Uniform asymptotics of paraxial boundary diffraction waves.

Starting from the paraxial formulation of the boundary-diffracted-wave theory proposed by Hannay [J. Mod. Opt. 47, 121-124 (2000)] and exploiting its intrinsic geometrical character, we rediscover some classical results of Fresnel diffraction theory, valid for "large" hard-edge apertures, within a somewhat unorthodox perspective. In this way, a geometrical interpretation of the Schwarzchild uniform asymptotics of the paraxially diffracted wavefield by circular apertures [K. Schwarzschild, Sitzb. München Akad. Wiss.
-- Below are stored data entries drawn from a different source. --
Issue #2485, opened 2020-12-18
Support 'assembly-versioning-format' option as a part of '/overrideconfig' command line parameter


nenadvicentic:
It would be very useful to support syntax overriding **'assembly-versioning-format'** as a part of command-line arguments for `/overrideconfig`. At the moment of writing this, only `tag-prefix` option is supported.

**Reason for request:**

Currently, only way to override **'assembly-versioning-format'** option is via configuration files. For example `GitVersion.yml` file in the root of repository. This means that to use custom version format on the company level, one has to commit new file in each repository. It's not possible to control formatting this via CI build-configuration alone.

Example syntax:
```
> gitversion /overrideconfig assembly-versioning-format='{Major}.{Minor}.{Patch}.{env:CI_JOB_ID ?? 0}'
```

Or perhaps double-quotes would be more consistent for the value-part?
`"{Major}.{Minor}.{Patch}.{env:CI_JOB_ID ?? 0}"`

asbjornu:
Extending `/overrideconfig` to support every property supported in `GitVersion.yml` is something I support. I'm kind of surprised only `tag-prefix` is the only supported property. Pull requests are welcome.

nenadvicentic:
After checking the code, I see multiple problems related to full `GitVersion.yml` implementation:

- Some of the properties of `GitVersion.yml` are complex types. For example `Branches` are dictionary of `BranchConfigs, `MergeMessageFormats` or `Ignore`, having multiple properties of their own. 
- Different parsing implementations. `GitVersion.yml` relies on `YamlDotNet` and it's attributes to parse `GitVersion.yml` file and deserialize it in `GitVersion.Model.Configuration.Config` class. Separate implementation would be required for line arguments parsing.
- Keeping all properties of `Config` class in sync with command line arguments would require maintenance two separate lists of properties. Second option would be `Reflection` on `YamlMemberAttribute`s of `Config` class, but that would create other issues.

I would suggest to start smaller: implement only a few properties that make sense to be used from command line and are usually not project specific.

For example: `assembly-informational-format`, `assembly-versioning-format` and `assembly-file-versioning-format`, as versioning schema makes a lot of sense to be applied globally, across all company's projects.

asbjornu:
Thanks for diving into it, @nenadvicentic. That sounds reasonable. Perhaps it makes sense to only allow simple typed properties that can be represented by strings on the command line?

phitattoo:
[...]

PR #2524, opened 2021-01-09
Additional options for command-line switch `/overrideconfig`.

nenadvicentic:
All 'Gitversion.yml` options with simple property type (string, enum, int, bool) are now supported - 21 in total.

## Description
As discussed in issue #2485 I've added support for all writeable properties from `GitVersion.Model.Configuration.Config` class (effectively `Gitversion.yml`) which have simple type (string, Enum, int, bool and their nullable counterparts).

Implementation uses Reflection to parse which properties fit criteria and uses "aliases" for property names provided by `YamlMemberAttribute`'s `Alias` value.

Following `/overrideconfig` options are supported:
1. `assembly-file-versioning-format`
1. `assembly-file-versioning-scheme`
1. `assembly-informational-format`
1. `assembly-versioning-format`
1. `assembly-versioning-scheme`
1. `build-metadata-padding`
1. `commit-date-format`
1. `commit-message-incrementing`
1. `commits-since-version-source-padding`
1. `continuous-delivery-fallback-tag`
1. `increment`
1. `legacy-semver-padding`
1. `major-version-bump-message`
1. `minor-version-bump-message`
1. `mode`
1. `next-version`
1. `no-bump-message`
1. `patch-version-bump-message`
1. `tag-prefix`
1. `tag-pre-release-weight`
1. `update-build-number`

## Related Issue

Support 'assembly-versioning-format' option as a part of '/overrideconfig' command line parameter #2485

## Motivation and Context

In CI environment (GitLab, TeamCity), it makes sense that some of the customizations to the gitversion configuration can be overridden via command line. That allows for applying global changes (for example different assembly-versioning style) on company level, via shared CI build script template, instead of committing same configuration option to every single repository separately in `Gitversion.yml` files.

Since `tag-prefix` option has already been supported, I requested `assembly-versioning-format`, but instead agreed with @asbjornu that it is better make `/overrideconfig` option-parity with `Gitversion.yml` - to the extent that it is possible/reasonable , due to differences in (de)serialization fidelity between `yml` files and command-line arguments.

## How Has This Been Tested?

Code is unit-tested for all currently available `/overrideconfig` options, common errors (wrong key, wrong value, format errors) and setting of multiple options at once.
In addition, I manually tested in windows console as well for couple of common options.

## Checklist:

### DIFF
--- a/docs/input/docs/usage/cli/arguments.md
+++ b/docs/input/docs/usage/cli/arguments.md
@@ -134,7 +134,7 @@ Following options are supported:
 
 Read more about [Configuration](docs/reference/configuration).
 
-It will not change config file 'GitVersion.yml'.
+Using `override-config` on the command line will not change the contents of the config file `GitVersion.yml`.
 
 ### Example: How to override configuration option 'tag-prefix' to use prefix 'custom'
 
--- a/docs/input/docs/usage/cli/arguments.md
+++ b/docs/input/docs/usage/cli/arguments.md
@@ -99,15 +99,14 @@ gitversion init     Configuration utility for gitversion
 
 ## Override config
 
-`/overrideconfig [key=value]` will override appropriate key from 'GitVersion.yml'.
+`/overrideconfig [key=value]` will override appropriate `key` from 'GitVersion.yml'.
 
-Multiple options are separated by semicolon: `key1=value1;key2=value2`.
+To specify multiple options add multiple `/overrideconfig [key=value]` entries:
+`/overrideconfig key1=value1 /overrideconfig key2=value2`.
 
 To have **space characters** as a part of `value`, `value` has be enclosed with double quotes - `key="My value"`.
 
 Double quote character inside of the double quoted `value` has to be be escaped with a backslash '\\' - `key="My \"escaped-quotes\""`.
-
-If closing double-qoute character is missing, it will be implicitily added at the very end of the command line argument - `key="My Value;key2=2(")`.
 
 Following options are supported:
 1. `assembly-file-versioning-format`
@@ -151,6 +150,10 @@ Will pickup up environment variable `BUILD_NUMBER` or fallback to zero for assem
 `GitVersion.exe /output json /overrideconfig assembly-versioning-scheme=MajorMinor`
 
 Will use only major and minor version numbers for assembly version. Assembly build and revision numbers will be 0 (e.g. `1.2.0.0`)
+
+### Example: How to override multiple configuration options
+
+`GitVersion.exe /output json /overrideconfig tag-prefix=custom /overrideconfig assembly-versioning-scheme=MajorMinor`
 
 ### Example: How to override configuration option 'update-build-number'
 
--- a/docs/input/docs/usage/cli/arguments.md
+++ b/docs/input/docs/usage/cli/arguments.md
@@ -131,7 +131,7 @@ Following options are supported:
 1. `tag-pre-release-weight`
 1. `update-build-number`
 
-Read more about [Configuration](docs/reference/configuration).
+Read more about [Configuration](/docs/reference/configuration).
 
 Using `override-config` on the command line will not change the contents of the config file `GitVersion.yml`.
 
--- a/docs/input/docs/usage/cli/arguments.md
+++ b/docs/input/docs/usage/cli/arguments.md
@@ -99,9 +99,63 @@ gitversion init     Configuration utility for gitversion
 
 ## Override config
 
-`/overrideconfig [key=value]` will override appropriate key from
-`GitVersion.yml`.
+`/overrideconfig [key=value]` will override appropriate key from 'GitVersion.yml'.
 
-At the moment only `tag-prefix` option is supported. Read more about
-[Configuration](/docs/reference/configuration). It will not change config file
-`GitVersion.yml`.
+Multiple options are separated by semicolon: `key1=value1;key2=value2`.
+
+To have **space characters** as a part of `value`, `value` has be enclosed with double quotes - `key="My value"`.
+
+Double quote character inside of the double quoted `value` has to be be escaped with a backslash '\\' - `key="My \"escaped-quotes\""`.
+
+If closing double-qoute character is missing, it will be implicitily added at the very end of the command line argument - `key="My Value;key2=2(")`.
+
+Following options are supported:
+1. `assembly-file-versioning-format`
+1. `assembly-file-versioning-scheme`
+1. `assembly-informational-format`
+1. `assembly-versioning-format`
+1. `assembly-versioning-scheme`
+1. `build-metadata-padding`
+1. `commit-date-format`
+1. `commit-message-incrementing`
+1. `commits-since-version-source-padding`
+1. `continuous-delivery-fallback-tag`
+1. `increment`
+1. `legacy-semver-padding`
+1. `major-version-bump-message`
+1. `minor-version-bump-message`
+1. `mode`
+1. `next-version`
+1. `no-bump-message`
+1. `patch-version-bump-message`
+1. `tag-prefix`
+1. `tag-pre-release-weight`
+1. `update-build-number`
+
+Read more about [Configuration](docs/reference/configuration).
+
+It will not change config file 'GitVersion.yml'.
+
+### Example: How to override configuration option 'tag-prefix' to use prefix 'custom'
+
+`GitVersion.exe /output json /overrideconfig tag-prefix=custom`
+
+### Example: How to override configuration option 'assembly-versioning-format'
+
+`GitVersion.exe /output json /overrideconfig assembly-versioning-format="{Major}.{Minor}.{Patch}.{env:BUILD_NUMBER ?? 0}"`
+
+Will pickup up environment variable `BUILD_NUMBER` or fallback to zero for assembly revision number.
+
+### Example: How to override configuration option 'assembly-versioning-scheme'
+
+`GitVersion.exe /output json /overrideconfig assembly-versioning-scheme=MajorMinor`
+
+Will use only major and minor version numbers for assembly version. Assembly build and revision numbers will be 0 (e.g. `1.2.0.0`)
+
+### Example: How to override configuration option 'update-build-number'
+
+`GitVersion.exe /output json /overrideconfig update-build-number=true`
+
+### Example: How to override configuration option 'next-version'
+
+`GitVersion.exe /output json /overrideconfig next-version=6`
--- a/src/GitVersion.App.Tests/ArgumentParserTests.cs
+++ b/src/GitVersion.App.Tests/ArgumentParserTests.cs
@@ -394,7 +394,12 @@ namespace GitVersion.App.Tests
             };
             yield return new TestCaseData("assembly-versioning-scheme=WrongEnumValue")
             {
-                ExpectedResult = $"Could not parse /overrideconfig option: assembly-versioning-scheme=WrongEnumValue. Ensure that 'value' is valid for specified 'key' enumeration: {Environment.NewLine}MajorMinorPatchTag{Environment.NewLine}MajorMinorPatch{Environment.NewLine}MajorMinor{Environment.NewLine}Major{Environment.NewLine}None{Environment.NewLine}"
+                ExpectedResult = $"Could not parse /overrideconfig option: assembly-versioning-scheme=WrongEnumValue. Ensure that 'value' is valid for specified 'key' enumeration: {System.Environment.NewLine}" +
+                    $"MajorMinorPatchTag{System.Environment.NewLine}" +
+                    $"MajorMinorPatch{System.Environment.NewLine}" +
+                    $"MajorMinor{System.Environment.NewLine}" +
+                    $"Major{System.Environment.NewLine}" +
+                    $"None{System.Environment.NewLine}"
             };
         }
 
--- a/src/GitVersion.App.Tests/ArgumentParserTests.cs
+++ b/src/GitVersion.App.Tests/ArgumentParserTests.cs
@@ -559,22 +559,22 @@ namespace GitVersion.App.Tests
         [TestCaseSource(nameof(OverrideconfigWithMultipleOptionsTestData))]
         public void OverrideconfigWithMultipleOptions(string options, Config expected)
         {
-            var arguments = argumentParser.ParseArguments($"/overrideconfig {options}");
+            var arguments = argumentParser.ParseArguments(options);
             arguments.OverrideConfig.ShouldBeEquivalentTo(expected);
         }
 
         private static IEnumerable<TestCaseData> OverrideconfigWithMultipleOptionsTestData()
         {
             yield return new TestCaseData(
-               "tag-prefix=sample;assembly-versioning-scheme=MajorMinor",
+               "/overrideconfig tag-prefix=sample /overrideconfig assembly-versioning-scheme=MajorMinor",
                new Config
                {
                    TagPrefix = "sample",
                    AssemblyVersioningScheme = AssemblyVersioningScheme.MajorMinor,
                }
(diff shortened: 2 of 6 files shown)


nenadvicentic:
@arturcic, @asbjornu  Guys, do you have any estimation when can review for this feature be done?

docs/input/docs/usage/command-line.md
```diff
@@ -119,14 +119,65 @@ Will iterate through each file and update known attributes (`AssemblyVersion`,
...
 `/overrideconfig [key=value]` will override appropriate key from 'GitVersion.yml'.
 
-At the moment only `tag-prefix` option is supported. Read more about [Configuration](../configuration).
+Multiple options are separated by semicolon: `key1=value1;key2=value2`.
+
+To have **space characters** as a part of `value`, `value` has be enclosed with double quotes - `key="My value"`.
+
+Double quote character inside of the double quoted `value` has to be be escaped with a backslash '\\' - `key="My \"escaped-quotes\""`.
+
+If closing double-qoute character is missing, it will be implicitily added at the very end of the command line argument - `key="My Value;key2=2(")`.
```
asbjornu, line 128: Let's just throw an exception when parsing fails instead. Autocorrection just leads to more errors and confusion, imho.

docs/input/docs/usage/command-line.md
```diff
@@ -119,14 +119,65 @@ Will iterate through each file and update known attributes (`AssemblyVersion`,
...
+1. `next-version`
+1. `no-bump-message`
+1. `patch-version-bump-message`
+1. `tag-prefix`
+1. `tag-pre-release-weight`
+1. `update-build-number`
+
+Read more about [Configuration](../configuration).
 
 It will not change config file 'GitVersion.yml'.
```
asbjornu, line 155:
```suggestion
Using `override-config` on the command line will not change the contents of the config file `GitVersion.yml`.
```

asbjornu (changes requested):
Excellent stuff!

docs/input/docs/usage/command-line.md
```diff
@@ -119,14 +119,65 @@ Will iterate through each file and update known attributes (`AssemblyVersion`,
 
 `/overrideconfig [key=value]` will override appropriate key from 'GitVersion.yml'.
 
-At the moment only `tag-prefix` option is supported. Read more about [Configuration](../configuration).
+Multiple options are separated by semicolon: `key1=value1;key2=value2`.
```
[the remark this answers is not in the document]
nenadvicentic: This is well-known aproach used by MSBuild command line, to accept multiple key-value pairs with `;`. For example:

> msbuild /target:build /property:Configuration=Release;TargetFramework=net5.0

Multiple `/property` entries are possible in MSBuild as well. So since your current command-line syntax reassembles MSBuild syntax quite and a lot of developers will use it in the same build scripts, I thought it's good idea to follow already established syntax.

Regarding your concrete suggestion, space character cannot work as a separator for key-values, because key would be confused for next command line switch.

Adding multiple occurrences of `/overrideconfig` argument would be possible, there is an issue with current implementation as well.

My parsing of additional overrideconfig keys hooked into existing implementation, at the point where command line switches are already parsed. Namely inside of the method: `ParseOverrideConfig` of `ArgumentParser`. As far as I can tell, accepting multiple occurrences of `/overrideconfig` would require rewrite of complete command line parsing logic. Perhaps someone who is familiar with current implementation can give us 2nd opinion on this change?

docs/input/docs/usage/command-line.md
nenadvicentic: For this behavior I also consulted MSBuild implementation. Specifically `[QuotingUtilities.cs](https://github.com/dotnet/msbuild/blob/e3eac4c45510dcb85a4a2aea323dae81189f60bb/src/Shared/QuotingUtilities.cs)` class:

```
        /*
         * Quoting Rules:
         * 
         * A string is considered quoted if it is enclosed in double-quotes. A double-quote can be escaped with a backslash, or it
         * is automatically escaped if it is the last character in an explicitly terminated quoted string. A backslash itself can
         * be escaped with another backslash IFF it precedes a double-quote, otherwise it is interpreted literally.
         * 
         * e.g.
         *      abc"cde"xyz         --> "cde" is quoted
         *      abc"xyz             --> "xyz" is quoted (the terminal double-quote is assumed)
         *      abc"xyz"            --> "xyz" is quoted (the terminal double-quote is explicit)
         * 
         *      abc\"cde"xyz        --> "xyz" is quoted (the terminal double-quote is assumed)
         *      abc\\"cde"xyz       --> "cde" is quoted
         *      abc\\\"cde"xyz      --> "xyz" is quoted (the terminal double-quote is assumed)
         * 
         *      abc"""xyz           --> """ is quoted
         *      abc""""xyz          --> """ and "xyz" are quoted (the terminal double-quote is assumed)
         *      abc"""""xyz         --> """ is quoted
         *      abc""""""xyz        --> """ and """ are quoted
         *      abc"cde""xyz        --> "cde"" is quoted
         *      abc"xyz""           --> "xyz"" is quoted (the terminal double-quote is explicit)
         * 
         *      abc""xyz            --> nothing is quoted
         *      abc""cde""xyz       --> nothing is quoted
         */
```

I assumed this is expected behavior when parsing command line quotes.

docs/input/docs/usage/command-line.md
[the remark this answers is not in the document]
asbjornu: > This is well-known aproach used by MSBuild command line, to accept multiple key-value pairs with `;`

Yea, I think MSBuild is a horrendous example of command line interface and GitVersion should not be modelled by it. The more different from MSBuild we can make GtiVersion's CLI, the better. 😄 

> Multiple `/property` entries are possible in MSBuild as well.

Good. 👍🏼 

> Regarding your concrete suggestion, space character cannot work as a separator for key-values, because key would be confused for next command line switch.

Keys and values should be separated with `=`. But key-value-pairs should be separated by space.

> Perhaps someone who is familiar with current implementation can give us 2nd opinion on this change?

If it's too involved, let's postpone this to GitVersion 6 where we will redo the entire CLI (see #2275).

docs/input/docs/usage/command-line.md
asbjornu: It may be expected when working with MSBuild, but GitVersion is not an MSBuild utility (although it has an MSBuild abstraction), but its own self-sustained tool. It's more important that GitVersion provides a good, clean interface familiar to developers used to a wide variety of CLI tools and not just Microsoft developers only familiar with MSBuild.

asbjornu (changes requested):

docs/input/docs/usage/command-line.md
nenadvicentic: I think MSBuild did try not invent new way of parsing, just modeled their implementation on most common scenario, but this is no problem. We can easily throw the exception.

docs/input/docs/usage/command-line.md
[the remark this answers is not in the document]
nenadvicentic: > Yea, I think MSBuild is a horrendous example of command line interface and GitVersion should not be modelled by it. The more different from MSBuild we can make GtiVersion's CLI, the better. 😄

Wherever I found command line switch that accept multiple values, they are splitted with `;` or `,` or some other funky character. For example `:` in `--resolve`:

`curl --resolve 'yada.com:443:127.0.0.1' https://yada.com/something`

> Keys and values should be separated with =. But key-value-pairs should be separated by space.

That's what I was referring too. Normally, arguments are split by space characters and we get array:

`switch value switch value switch value (etc)`

If we split key-value pairs with spaces, we suddenly get ambiguity, which argument is command line switch, which one is value of command line switch, which one is key value pair.

`switch value1 value2 switch value switch value`

It creates complexities for parser. Add on top of that that some switches might repeat and it becomes a mess. And I also think, maybe it's on the surface prettier, but it quickly becomes less human-readable to figure what is switch and what is key-value pair in a long command.

> If it's too involved, let's postpone this to GitVersion 6 where we will redo the entire CLI

Let me explain why I think it's this is a big change. Currently, repeated parameter `/output` will just be ignored:

`gitversion /output json /output buildserver`

In implementation where multiple occurrences are valid, you will have 2 cases now. One case where, like `/output` one value of parameter overrides another value. And second case where you want to merge key-value pairs from multiple occurrences. If key-value appear multiple times, then they should be overwritten/thrown away.

Regardless where this option is introduced, in GitVersion 5 or 6, it will introduce additional complexity that is currently not required.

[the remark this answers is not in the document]
asbjornu: > `switch value switch value switch value (etc)`

No, I was thinking like this:

```shell
gitversion /overrideconfig key1=value1 key2=value2 key3=value3
```

Each key-value pair is separated with space, key and value is separated by `=`.

docs/input/docs/usage/command-line.md
asbjornu: Exception please 👍🏼

docs/input/docs/usage/command-line.md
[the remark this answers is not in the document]
nenadvicentic: Yes, that we are talking about the same thing. This is 2nd example I made:

`switch value1 value2 switch value switch value`

Or translated to your example:
`gitversion /overrideconfig key1=value1 key2=value2 /ouput json /output buildserver`

The way how arguments are parsed universally, it's the array: `/overrideconfig`, `key1=value`, `key2=value`, `/output`, etc... Further, order is assumed/convention, option is followed by the value. Following that logic, `key2=value` ends up in a position of command line option and `/output` in the place of value.

What you are proposing introduces variable positions of options, values and child-values. And that introduces all kinds of combinatorial issues and need for top level parser to know all valid values of child-options to do parse this correctly You end up with mixing different concerns on the top level.

docs/input/docs/usage/command-line.md
nenadvicentic: While implementing throwing of exception, I discovered why MSBuild parsing of quotes was implemented with implicit termination at the end of string. It has same behavior as .NET Command Line applications. I suspect this to be convention and that other command-line apps have similar behavior (eg. C++ command line apps).

If I pass following, real-life parameters to the GitVersion.exe with double-quote missing at the very end:

`/overrideconfig assembly-versioning-format="{Major}.{Minor}.{Patch}.{env:BUILD_NUMBER ?? 0}`

`Main(string[] args)` method receives `args` where open double-quote is implicitly terminated and removed. More importantly, last parameter has spaces ` ?? 0`, but was not split, proving that the double-quote was indeed assumed at the very end of the line. Screenshot will make it more clear:

image

So, once I have implemented throwing of the exception, what happens is that unit-tests are throwing, but same parameters missing closing double-quotes in the command line just work normally. Therefore we just introduced inconsistency.

Additionally, now that I looked up the source code again after a few weeks - reason why I looked at MSBuild command-line parsing logic in the first place was that you have MSBuildTask implementation of `GitVersion`. This one can be called via `msbuild`, something like:

`msbuild /target:GitVersion /property:key=value;key=value`

So, my thinking was that more similarities in format would help users.

docs/input/docs/usage/command-line.md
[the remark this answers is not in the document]
asbjornu: I see. It's not correct that the top-level parser needs to know what the underlying switches or values are, it just needs to know the difference between switches (arguments prefixed by `/`, `-` or `--`) and values (one or more arguments following a switch).

The way to implement this is to first split by space, then loop through each argument and stack switches with values before the values are passed to the switch handler. In the case of `/overrideconfig`, the values passed would be the array `["key1=value1", "key2=value2", "key3=value3]` and then it would be up to the switch handler to split the keys and values.

 understand that the current implementation is too naïve to take this into consideration. I still want to investigate alternatives to semicolon, though. Ideas?

docs/input/docs/usage/command-line.md
asbjornu: If it's difficult keeping the behavior consistent, then don't throw an exception. But I'm adamant we should not use `;` as a separator if we can avoid it.

arturcic: > If it's difficult keeping the behavior consistent, then don't throw an exception. But I'm adamant we should not use `;` as a separator if we can avoid it.

In any case we need to have a solution that will be easy to migrate in v6. There we use the System.CommandLine

nenadvicentic: Guys,

Requirements you put forward do not add up for me, from what I see looking at the current code.

> But I'm adamant we should not use ; as a separator if we can avoid it.

You can use other special character, instead of `;` for the sake of being different from MSBuild, but I ';' is probably the cleanest of all the special separator characters.

In order to use space character complete parsing logic of `ArgumentParser` would have to be rewritten.

Current `ArgumentParser` implementation has a lot of explicit branching decisions per switch value. Each switch value has it's own parsing logic and there is very little general-purpose parsing code. Check `ParseArguments` method. Further, there is even explicit check `EnsureArgumentValueCount` to ensure each switch accepts single argument, which is in contradiction with space character being used to separate child-options for a switch. We would screw up existing validation logic.

Regarding portability of this pull request to v6 command line parsing:

> In any case we need to have a solution that will be easy to migrate in v6. There we use the [System.CommandLine](https://github.com/dotnet/command-line-api)

All that would have to be done to make current `ParseOverrideConfig(Arguments arguments, string value)` method work in version 6 would be to make it accept array `string[] values` instead of value, and remove line inside of method that splits `value` based on `;` character.

> If it's too involved, let's postpone this to GitVersion 6 where we will redo the entire CLI (see #2275).

I'm afraid that postponing this change to GitVersion 6 would mean throwing current implementation away (code + unit-tests) and start everything from scratch.  This pull request started from idea to add single additional `/overrideconfig` option, extended to add 26 extra options, which based on my free time, I could do. For re-implementing all command line parsing in v5 or re-implementing pull request in v6, I cannot commit myself.

My proposal would be to integrate this as is. It will be breaking change to switch from `key1=value1;key2=value2` to space characters `key1=value1 key2=value2` in v6, but you will have breaking changes in any case, because complete parsing logic will be different.

asbjornu: Sorry for the late reply. I wonder, is it also impossible to repeat the `/overrideconfig` argument?

nenadvicentic: I commented on the possibility of repeated options here:
https://github.com/GitTools/GitVersion/pull/2524#discussion_r565340553

The way parsing is implemented at the moment, second `/output` is not taken into consideration:

```
gitversion /output json /output buildserver
```

As far as I investigated the code, allowing multiple instances of the same option would also be global parser change.

asbjornu: `-output json -output buildserver` was implemented in #2128 and must be working as the following test (and many more) is successful?

https://github.com/GitTools/GitVersion/blob/1fd097957a0160ab0558867d36fe89917468b17b/src/GitVersion.App.Tests/ArgumentParserTests.cs#L173-L180

nenadvicentic: @asbjornu This was very helpful example. After investigation implementation of this example, I managed to implement specifying multiple `overrideconfig` options using repeated `/overrideconfig` arguments, with only a few changes.

asbjornu (approved):
I think this looks good now, thanks for adjusting the argument format. Rebase against `main`, resolve the conflicts and this should be good to go! 👏🏼

nenadvicentic:
> I think this looks good now, thanks for adjusting the argument format. Rebase against `main`, resolve the conflicts and this should be good to go! 👏🏼

I re-based the branch. It should be fine now. The unstable unit-tests (the once that failed now) seem to be something I've picked up during rebase from the main branch, unrelated code changes in this pull request.

arturcic (approved):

Math.-Phys. Kl. 28, 271-294 (1898)] is given and later generalized to deal with arbitrarily shaped apertures with smooth boundaries. A quantitative exploration is then carried out, with the language of catastrophe optics, about the diffraction patterns produced within the geometrical shadow by opaque elliptic disks under plane wave illumination. In particular, the role of the ellipse's evolute as a geometrical caustic of the diffraction pattern is emphasized through an intuitive interpretation of the underlying saddle coalescing mechanism, obtained by suitably visualizing the saddle topology changes induced by letting the observation point move along the ellipse's major axis.